From the first line to the last, set down the data exactly as given.

## INFORMATION
· · · · ·

PR #3753, opened 2022-08-16
When ignore=templating and fix_even_unparsable=True, provide defaults for missing vars

### LINKED ISSUE #3752: Jinja templater crashes and halts linting on undefined variable, even though ignore=templating is set
### Search before asking

### What Happened

I ran `sqlfluff fix` on a file with `ignore=templating` and "fix even unparsable". SQLFluff reported no fixable linting violations.

### Expected Behaviour

Since I specified `ignore=templating` and "fix even unparsable", I expected SQLFluff to fix the file the best it could.

### Observed Behaviour

This is the output I saw from the `fix` command:
```
(sqlfluff-3.9.11) m1 ➜  sqlfluff (main) ✗ sqlfluff fix test.sql --dialect bigquery --ignore=templating --FIX-EVEN-UNPARSABLE
All Finished 📜 🎉!
```

I ran `parse` on the same file, and this gives some insight what happened:
```
(sqlfluff-3.9.11) m1 ➜  sqlfluff (main) ✗ sqlfluff parse --dialect bigquery --ignore=templating test.sql 
...Failed to Parse...
==== parsing violations ====
L:   1 | P:   1 |  TMP | Unrecoverable failure in Jinja templating: 'Undefined' object is
                       | not iterable. Have you configured your variables?
WARNING: Parsing errors found and dialect is set to 'bigquery'. Have you configured your dialect correctly?
```

### How to reproduce

Use this `test.sql` file:
```
select * except(rnk) from
  (
    select tbl1.*,
    row_number() over (partition by tbl1.the_name,  {{ context_columns | join(', ') }} order by created_at desc) rnk
    from tbl1
    inner join tbl2
    on tbl1.the_name = tbl2.the_name
    and tbl1.run_id = tbl2.run_id
    where run_rnk = 1
  )
where rnk = 1
```

Run this command:
```
sqlfluff fix test.sql --dialect bigquery --ignore=templating --FIX-EVEN-UNPARSABLE
```

### Dialect

BigQuery

### Version

1.2.1, also the latest `main` (commit `f2ddd3a702c7ed7520733426f63cd368327e209a`)

### Configuration

n/a

### Code of Conduct

barrywhart:
Fixes #3752 

### Pull Request checklist

  - Other.


src/sqlfluff/core/templaters/jinja.py
```diff
@@ -393,7 +393,15 @@ def __getattr__(self, item):
...
-                live_context[val] = Undefined(name=val)
+                if not config or "templating" not in config.get("ignore"):
+                    live_context[val] = Undefined(name=val)
+                else:
+                    # When ignoring=templating is configured, provide a
+                    # "reasonable" default for undefined variables, rather than
+                    # trying to force them to fail. This won't always work
+                    # (i.e. there's no "universal default" value that will) work
+                    # in all cases, but this will probably work 90% of the time.
+                    live_context[val] = "a"
```
tunetheweb, line 404: Should we emit an error or warning here to make it clear we're doing this? Even if it's just in debug mode.

barrywhart: Sure, I'll add that.

barrywhart: Done!

src/sqlfluff/core/config.py
```diff
@@ -542,7 +542,7 @@ def __getstate__(self):
         del state["_plugin_manager"]
         return state
 
-    def __setstate__(self, state):
+    def __setstate__(self, state):  # pragma: no cover
```
barrywhart, line 545: AFAIK, this is unrelated to the rest of the PR, but it was coming up in the PR build as "not covered". 🤷‍♀️

src/sqlfluff/core/templaters/jinja.py
```diff
@@ -383,28 +403,84 @@ def process(
 
         undefined_variables = set()
 
-        class Undefined:
```
barrywhart, line 386: I suggest reviewing this section with "Hide whitespace" enabled.

src/sqlfluff/core/templaters/jinja.py
```diff
@@ -383,28 +403,84 @@ def process(
...
-            """Similar to jinja2.StrictUndefined, but remembers, not fails."""
+        if "templating" not in config.get("ignore"):
```
barrywhart, line 406: I suggest reviewing this section with "Hide whitespace" enabled. We retain the old version of `class Undefined`, and we add a new implementation for the `ignore=templating` case.

tunetheweb (approved):

src/sqlfluff/core/config.py
tunetheweb: FYI I got this, then it fixed itself while I was digging in codecov. So I suspect it might not need it again. But could be wrong!

```suggestion
    def __setstate__(self, state):
```

AydarDD:
@barrywhart  Hi, it's a great feature. Do we have any reasons why it does not work for the default python templating?

barrywhart:
There's no technical reason it couldn't. My assumption was that supplying values automatically for undefined variables is quite "aggressive" and potentially results I surprising, confusing, even undesirable. I also think it could result in a lot more support questions.

I'd strongly prefer people actually define their variables.

AydarDD:
@barrywhart Yes but why is it implemented only for Jinja? I think this feature should be available for all templating engines. There are multiple use cases when we want to use the default template values, for example, we want to automate CI tests of SQL queries with custom variables. Not sure how collaboration works for this repo, can I implement and create a PR to do the same for the python templating engine?

barrywhart:
Sure, feel free. The current implementation is very specific to Jinja.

· · · · ·

## RESPONSE AREA
PR #3753, opened 2022-08-16
When ignore=templating and fix_even_unparsable=True, provide defaults for missing vars

### LINKED ISSUE #3752: Jinja templater crashes and halts linting on undefined variable, even though ignore=templating is set
### Search before asking

### What Happened

I ran `sqlfluff fix` on a file with `ignore=templating` and "fix even unparsable". SQLFluff reported no fixable linting violations.

### Expected Behaviour

Since I specified `ignore=templating` and "fix even unparsable", I expected SQLFluff to fix the file the best it could.

### Observed Behaviour

This is the output I saw from the `fix` command:
```
(sqlfluff-3.9.11) m1 ➜  sqlfluff (main) ✗ sqlfluff fix test.sql --dialect bigquery --ignore=templating --FIX-EVEN-UNPARSABLE
All Finished 📜 🎉!
```

I ran `parse` on the same file, and this gives some insight what happened:
```
(sqlfluff-3.9.11) m1 ➜  sqlfluff (main) ✗ sqlfluff parse --dialect bigquery --ignore=templating test.sql 
...Failed to Parse...
==== parsing violations ====
L:   1 | P:   1 |  TMP | Unrecoverable failure in Jinja templating: 'Undefined' object is
                       | not iterable. Have you configured your variables?
WARNING: Parsing errors found and dialect is set to 'bigquery'. Have you configured your dialect correctly?
```

### How to reproduce

Use this `test.sql` file:
```
select * except(rnk) from
  (
    select tbl1.*,
    row_number() over (partition by tbl1.the_name,  {{ context_columns | join(', ') }} order by created_at desc) rnk
    from tbl1
    inner join tbl2
    on tbl1.the_name = tbl2.the_name
    and tbl1.run_id = tbl2.run_id
    where run_rnk = 1
  )
where rnk = 1
```

Run this command:
```
sqlfluff fix test.sql --dialect bigquery --ignore=templating --FIX-EVEN-UNPARSABLE
```

### Dialect

BigQuery

### Version

1.2.1, also the latest `main` (commit `f2ddd3a702c7ed7520733426f63cd368327e209a`)

### Configuration

n/a

### Code of Conduct

barrywhart:
Fixes #3752 

### Pull Request checklist

  - Other.


src/sqlfluff/core/templaters/jinja.py
```diff
@@ -393,7 +393,15 @@ def __getattr__(self, item):
...
-                live_context[val] = Undefined(name=val)
+                if not config or "templating" not in config.get("ignore"):
+                    live_context[val] = Undefined(name=val)
+                else:
+                    # When ignoring=templating is configured, provide a
+                    # "reasonable" default for undefined variables, rather than
+                    # trying to force them to fail. This won't always work
+                    # (i.e. there's no "universal default" value that will) work
+                    # in all cases, but this will probably work 90% of the time.
+                    live_context[val] = "a"
```
tunetheweb, line 404: Should we emit an error or warning here to make it clear we're doing this? Even if it's just in debug mode.

barrywhart: Sure, I'll add that.

barrywhart: Done!

src/sqlfluff/core/config.py
```diff
@@ -542,7 +542,7 @@ def __getstate__(self):
         del state["_plugin_manager"]
         return state
 
-    def __setstate__(self, state):
+    def __setstate__(self, state):  # pragma: no cover
```
barrywhart, line 545: AFAIK, this is unrelated to the rest of the PR, but it was coming up in the PR build as "not covered". 🤷‍♀️

src/sqlfluff/core/templaters/jinja.py
```diff
@@ -383,28 +403,84 @@ def process(
 
         undefined_variables = set()
 
-        class Undefined:
```
barrywhart, line 386: I suggest reviewing this section with "Hide whitespace" enabled.

src/sqlfluff/core/templaters/jinja.py
```diff
@@ -383,28 +403,84 @@ def process(
...
-            """Similar to jinja2.StrictUndefined, but remembers, not fails."""
+        if "templating" not in config.get("ignore"):
```
barrywhart, line 406: I suggest reviewing this section with "Hide whitespace" enabled. We retain the old version of `class Undefined`, and we add a new implementation for the `ignore=templating` case.

tunetheweb (approved):

src/sqlfluff/core/config.py
tunetheweb: FYI I got this, then it fixed itself while I was digging in codecov. So I suspect it might not need it again. But could be wrong!

```suggestion
    def __setstate__(self, state):
```

AydarDD:
@barrywhart  Hi, it's a great feature. Do we have any reasons why it does not work for the default python templating?

barrywhart:
There's no technical reason it couldn't. My assumption was that supplying values automatically for undefined variables is quite "aggressive" and potentially results I surprising, confusing, even undesirable. I also think it could result in a lot more support questions.

I'd strongly prefer people actually define their variables.

AydarDD:
@barrywhart Yes but why is it implemented only for Jinja? I think this feature should be available for all templating engines. There are multiple use cases when we want to use the default template values, for example, we want to automate CI tests of SQL queries with custom variables. Not sure how collaboration works for this repo, can I implement and create a PR to do the same for the python templating engine?

barrywhart:
Sure, feel free. The current implementation is very specific to Jinja.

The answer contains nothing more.